[Opening Data section]

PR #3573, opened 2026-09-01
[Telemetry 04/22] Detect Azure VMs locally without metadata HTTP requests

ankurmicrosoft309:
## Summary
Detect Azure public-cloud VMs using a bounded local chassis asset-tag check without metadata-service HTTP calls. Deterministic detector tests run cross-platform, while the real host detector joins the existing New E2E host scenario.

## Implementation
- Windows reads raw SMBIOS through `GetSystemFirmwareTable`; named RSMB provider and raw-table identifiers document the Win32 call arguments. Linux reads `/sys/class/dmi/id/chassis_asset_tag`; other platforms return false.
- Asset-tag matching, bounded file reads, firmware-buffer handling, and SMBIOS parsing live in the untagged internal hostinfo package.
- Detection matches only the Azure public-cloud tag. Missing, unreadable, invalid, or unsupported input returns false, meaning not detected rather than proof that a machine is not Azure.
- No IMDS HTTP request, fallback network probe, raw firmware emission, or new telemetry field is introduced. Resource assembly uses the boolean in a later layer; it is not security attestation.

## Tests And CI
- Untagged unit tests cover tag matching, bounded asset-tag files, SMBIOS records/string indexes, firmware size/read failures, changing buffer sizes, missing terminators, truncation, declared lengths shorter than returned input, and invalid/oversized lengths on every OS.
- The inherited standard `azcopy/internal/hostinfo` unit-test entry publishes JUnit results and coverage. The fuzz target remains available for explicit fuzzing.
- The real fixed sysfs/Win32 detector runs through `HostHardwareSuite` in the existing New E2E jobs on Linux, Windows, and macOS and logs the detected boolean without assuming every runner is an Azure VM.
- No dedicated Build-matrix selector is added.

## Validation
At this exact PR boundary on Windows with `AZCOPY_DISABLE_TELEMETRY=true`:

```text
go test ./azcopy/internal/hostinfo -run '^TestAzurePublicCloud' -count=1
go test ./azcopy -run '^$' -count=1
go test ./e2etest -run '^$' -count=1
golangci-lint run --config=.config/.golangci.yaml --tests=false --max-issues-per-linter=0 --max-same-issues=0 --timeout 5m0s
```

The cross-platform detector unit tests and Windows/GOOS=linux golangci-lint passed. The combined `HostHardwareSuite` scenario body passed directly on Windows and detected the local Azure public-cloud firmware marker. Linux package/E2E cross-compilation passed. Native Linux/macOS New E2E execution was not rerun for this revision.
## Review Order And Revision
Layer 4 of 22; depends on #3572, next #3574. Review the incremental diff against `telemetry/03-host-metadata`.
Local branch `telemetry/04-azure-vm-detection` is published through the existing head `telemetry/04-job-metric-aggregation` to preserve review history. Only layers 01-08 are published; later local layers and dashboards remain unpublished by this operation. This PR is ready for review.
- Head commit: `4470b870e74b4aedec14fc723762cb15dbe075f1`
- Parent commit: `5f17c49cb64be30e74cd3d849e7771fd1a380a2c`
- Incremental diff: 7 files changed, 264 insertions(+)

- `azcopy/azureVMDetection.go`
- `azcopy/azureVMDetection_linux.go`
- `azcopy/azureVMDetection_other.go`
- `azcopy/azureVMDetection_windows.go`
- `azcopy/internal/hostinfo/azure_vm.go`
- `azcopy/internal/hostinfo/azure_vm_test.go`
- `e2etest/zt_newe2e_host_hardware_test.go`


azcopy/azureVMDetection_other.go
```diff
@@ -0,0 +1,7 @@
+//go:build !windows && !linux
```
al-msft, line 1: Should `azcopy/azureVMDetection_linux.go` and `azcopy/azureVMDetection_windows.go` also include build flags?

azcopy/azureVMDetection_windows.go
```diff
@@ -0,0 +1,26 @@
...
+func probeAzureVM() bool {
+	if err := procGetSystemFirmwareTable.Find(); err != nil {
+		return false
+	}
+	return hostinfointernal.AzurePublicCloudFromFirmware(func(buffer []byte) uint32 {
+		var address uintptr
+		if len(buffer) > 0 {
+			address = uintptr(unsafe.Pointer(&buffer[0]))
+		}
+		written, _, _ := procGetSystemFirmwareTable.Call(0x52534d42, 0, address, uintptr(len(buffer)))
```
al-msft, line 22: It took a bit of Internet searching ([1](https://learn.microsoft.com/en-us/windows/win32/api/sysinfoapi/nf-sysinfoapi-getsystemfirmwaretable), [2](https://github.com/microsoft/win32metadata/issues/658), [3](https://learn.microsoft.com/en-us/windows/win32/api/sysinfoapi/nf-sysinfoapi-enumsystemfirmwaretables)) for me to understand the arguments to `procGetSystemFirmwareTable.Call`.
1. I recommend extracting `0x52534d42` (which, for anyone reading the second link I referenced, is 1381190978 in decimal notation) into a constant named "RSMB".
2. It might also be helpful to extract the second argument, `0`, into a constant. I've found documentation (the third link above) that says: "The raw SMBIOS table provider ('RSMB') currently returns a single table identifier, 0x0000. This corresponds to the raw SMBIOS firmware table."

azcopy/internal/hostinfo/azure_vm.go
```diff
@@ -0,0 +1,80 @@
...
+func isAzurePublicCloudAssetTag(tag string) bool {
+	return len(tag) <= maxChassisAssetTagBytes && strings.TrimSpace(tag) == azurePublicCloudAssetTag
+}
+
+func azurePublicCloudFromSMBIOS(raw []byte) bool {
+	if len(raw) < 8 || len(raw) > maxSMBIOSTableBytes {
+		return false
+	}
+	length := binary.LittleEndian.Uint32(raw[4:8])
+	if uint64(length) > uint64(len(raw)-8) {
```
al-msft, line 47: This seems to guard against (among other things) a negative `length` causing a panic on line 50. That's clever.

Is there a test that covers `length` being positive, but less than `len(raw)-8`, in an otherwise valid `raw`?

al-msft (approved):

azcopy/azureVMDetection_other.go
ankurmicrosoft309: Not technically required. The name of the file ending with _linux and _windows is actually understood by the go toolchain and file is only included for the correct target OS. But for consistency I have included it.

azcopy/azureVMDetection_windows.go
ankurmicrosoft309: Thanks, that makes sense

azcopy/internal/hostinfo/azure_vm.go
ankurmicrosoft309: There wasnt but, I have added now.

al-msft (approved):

[Closing Data section]
[Opening Data section]

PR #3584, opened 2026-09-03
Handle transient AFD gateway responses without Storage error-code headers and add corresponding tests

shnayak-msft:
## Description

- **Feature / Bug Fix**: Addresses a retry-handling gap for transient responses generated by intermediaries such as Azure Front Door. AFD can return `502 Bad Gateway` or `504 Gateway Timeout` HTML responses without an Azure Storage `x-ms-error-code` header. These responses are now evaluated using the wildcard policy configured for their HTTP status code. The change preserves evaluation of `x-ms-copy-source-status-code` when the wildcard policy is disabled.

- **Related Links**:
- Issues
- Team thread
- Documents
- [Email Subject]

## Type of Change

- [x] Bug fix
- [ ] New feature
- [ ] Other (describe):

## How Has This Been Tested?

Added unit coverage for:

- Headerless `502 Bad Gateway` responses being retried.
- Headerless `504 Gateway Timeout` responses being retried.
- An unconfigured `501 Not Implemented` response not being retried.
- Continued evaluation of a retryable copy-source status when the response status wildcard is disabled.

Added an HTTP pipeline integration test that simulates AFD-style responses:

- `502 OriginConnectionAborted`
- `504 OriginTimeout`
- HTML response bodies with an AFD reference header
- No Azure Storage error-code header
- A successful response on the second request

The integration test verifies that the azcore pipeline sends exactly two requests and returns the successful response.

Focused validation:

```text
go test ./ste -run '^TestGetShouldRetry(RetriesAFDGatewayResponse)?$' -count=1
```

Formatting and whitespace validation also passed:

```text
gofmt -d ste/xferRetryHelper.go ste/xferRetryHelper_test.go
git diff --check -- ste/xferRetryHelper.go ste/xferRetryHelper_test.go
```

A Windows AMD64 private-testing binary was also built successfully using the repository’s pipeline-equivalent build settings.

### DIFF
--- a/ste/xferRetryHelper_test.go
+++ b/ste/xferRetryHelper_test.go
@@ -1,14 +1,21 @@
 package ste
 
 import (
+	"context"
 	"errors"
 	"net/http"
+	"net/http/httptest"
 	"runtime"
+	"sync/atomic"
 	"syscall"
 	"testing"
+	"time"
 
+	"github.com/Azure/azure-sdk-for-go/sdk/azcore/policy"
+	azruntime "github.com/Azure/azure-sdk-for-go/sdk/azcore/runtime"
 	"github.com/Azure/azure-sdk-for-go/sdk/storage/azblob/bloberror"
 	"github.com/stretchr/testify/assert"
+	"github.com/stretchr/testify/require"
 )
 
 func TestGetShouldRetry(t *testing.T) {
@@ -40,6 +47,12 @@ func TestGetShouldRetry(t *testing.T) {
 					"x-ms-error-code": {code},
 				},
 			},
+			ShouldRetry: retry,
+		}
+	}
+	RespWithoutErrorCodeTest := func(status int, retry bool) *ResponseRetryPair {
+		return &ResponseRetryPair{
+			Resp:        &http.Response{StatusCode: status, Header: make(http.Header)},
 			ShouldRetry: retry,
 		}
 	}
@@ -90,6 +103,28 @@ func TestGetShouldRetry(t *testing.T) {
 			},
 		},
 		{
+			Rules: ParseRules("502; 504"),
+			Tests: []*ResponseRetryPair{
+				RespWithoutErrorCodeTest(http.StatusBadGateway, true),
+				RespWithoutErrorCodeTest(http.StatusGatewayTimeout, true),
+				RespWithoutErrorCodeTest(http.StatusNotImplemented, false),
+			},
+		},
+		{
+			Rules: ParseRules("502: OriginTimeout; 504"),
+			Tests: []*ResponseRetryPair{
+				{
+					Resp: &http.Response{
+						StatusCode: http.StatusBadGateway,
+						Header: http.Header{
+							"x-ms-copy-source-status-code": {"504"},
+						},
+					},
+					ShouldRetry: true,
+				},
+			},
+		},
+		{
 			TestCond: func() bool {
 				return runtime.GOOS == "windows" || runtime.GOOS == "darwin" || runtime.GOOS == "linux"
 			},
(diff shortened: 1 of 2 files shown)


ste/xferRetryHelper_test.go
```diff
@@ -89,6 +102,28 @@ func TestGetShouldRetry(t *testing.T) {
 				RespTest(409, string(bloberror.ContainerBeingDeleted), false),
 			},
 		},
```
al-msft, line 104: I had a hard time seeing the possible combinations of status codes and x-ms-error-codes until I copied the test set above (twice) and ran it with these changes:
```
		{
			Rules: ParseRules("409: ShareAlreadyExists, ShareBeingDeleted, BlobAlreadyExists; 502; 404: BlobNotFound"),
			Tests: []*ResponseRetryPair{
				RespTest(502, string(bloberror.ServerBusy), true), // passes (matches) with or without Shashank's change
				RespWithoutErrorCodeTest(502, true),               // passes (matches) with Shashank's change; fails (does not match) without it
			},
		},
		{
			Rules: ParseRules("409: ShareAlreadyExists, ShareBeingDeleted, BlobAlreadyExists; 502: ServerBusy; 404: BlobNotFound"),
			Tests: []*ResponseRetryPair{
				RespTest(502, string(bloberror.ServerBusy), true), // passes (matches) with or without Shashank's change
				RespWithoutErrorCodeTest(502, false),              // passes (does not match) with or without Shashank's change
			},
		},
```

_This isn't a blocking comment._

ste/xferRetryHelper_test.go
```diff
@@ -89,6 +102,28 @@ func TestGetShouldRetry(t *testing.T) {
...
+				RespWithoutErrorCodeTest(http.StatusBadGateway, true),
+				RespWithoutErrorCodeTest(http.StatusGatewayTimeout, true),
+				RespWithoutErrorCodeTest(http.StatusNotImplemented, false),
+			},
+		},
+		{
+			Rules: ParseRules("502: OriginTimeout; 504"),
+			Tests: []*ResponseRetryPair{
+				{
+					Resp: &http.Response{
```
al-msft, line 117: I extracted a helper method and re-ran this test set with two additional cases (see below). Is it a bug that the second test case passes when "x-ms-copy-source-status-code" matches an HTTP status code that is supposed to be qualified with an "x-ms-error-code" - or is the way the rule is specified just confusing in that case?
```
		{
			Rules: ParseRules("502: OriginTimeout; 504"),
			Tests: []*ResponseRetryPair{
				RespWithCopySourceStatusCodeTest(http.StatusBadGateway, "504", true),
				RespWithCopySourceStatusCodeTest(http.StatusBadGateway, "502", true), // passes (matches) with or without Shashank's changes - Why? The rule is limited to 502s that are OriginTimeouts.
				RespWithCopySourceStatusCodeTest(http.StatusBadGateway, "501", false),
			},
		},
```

[Closing Data section]
[Opening Data section]

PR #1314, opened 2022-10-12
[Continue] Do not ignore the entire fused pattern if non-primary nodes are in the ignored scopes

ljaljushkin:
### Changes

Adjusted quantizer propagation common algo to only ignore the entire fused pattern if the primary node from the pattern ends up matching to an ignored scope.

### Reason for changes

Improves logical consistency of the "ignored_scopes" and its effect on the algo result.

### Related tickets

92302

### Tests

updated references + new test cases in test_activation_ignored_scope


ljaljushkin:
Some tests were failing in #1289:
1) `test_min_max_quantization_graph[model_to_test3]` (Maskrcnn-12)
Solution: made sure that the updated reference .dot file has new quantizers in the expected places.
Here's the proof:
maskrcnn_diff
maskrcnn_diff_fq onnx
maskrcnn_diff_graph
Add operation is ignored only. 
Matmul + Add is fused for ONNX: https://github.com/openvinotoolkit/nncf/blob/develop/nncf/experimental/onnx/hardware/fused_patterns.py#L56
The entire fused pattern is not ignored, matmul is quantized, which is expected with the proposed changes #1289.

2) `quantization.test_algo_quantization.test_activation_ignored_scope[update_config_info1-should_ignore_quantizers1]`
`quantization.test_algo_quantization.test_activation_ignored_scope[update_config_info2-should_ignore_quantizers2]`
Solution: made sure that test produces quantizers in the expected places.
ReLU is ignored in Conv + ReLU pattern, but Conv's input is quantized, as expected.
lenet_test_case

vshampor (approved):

[Closing Data section]

_What is expected_. Look through the entries for lines containing the word "into" and return each one.

_Output below_.
1. I recommend extracting `0x52534d42` (which, for anyone reading the second link I referenced, is 1381190978 in decimal notation) into a constant named "RSMB".
2. It might also be helpful to extract the second argument, `0`, into a constant. I've found documentation (the third link above) that says: "The raw SMBIOS table provider ('RSMB') currently returns a single table identifier, 0x0000. This corresponds to the raw SMBIOS firmware table."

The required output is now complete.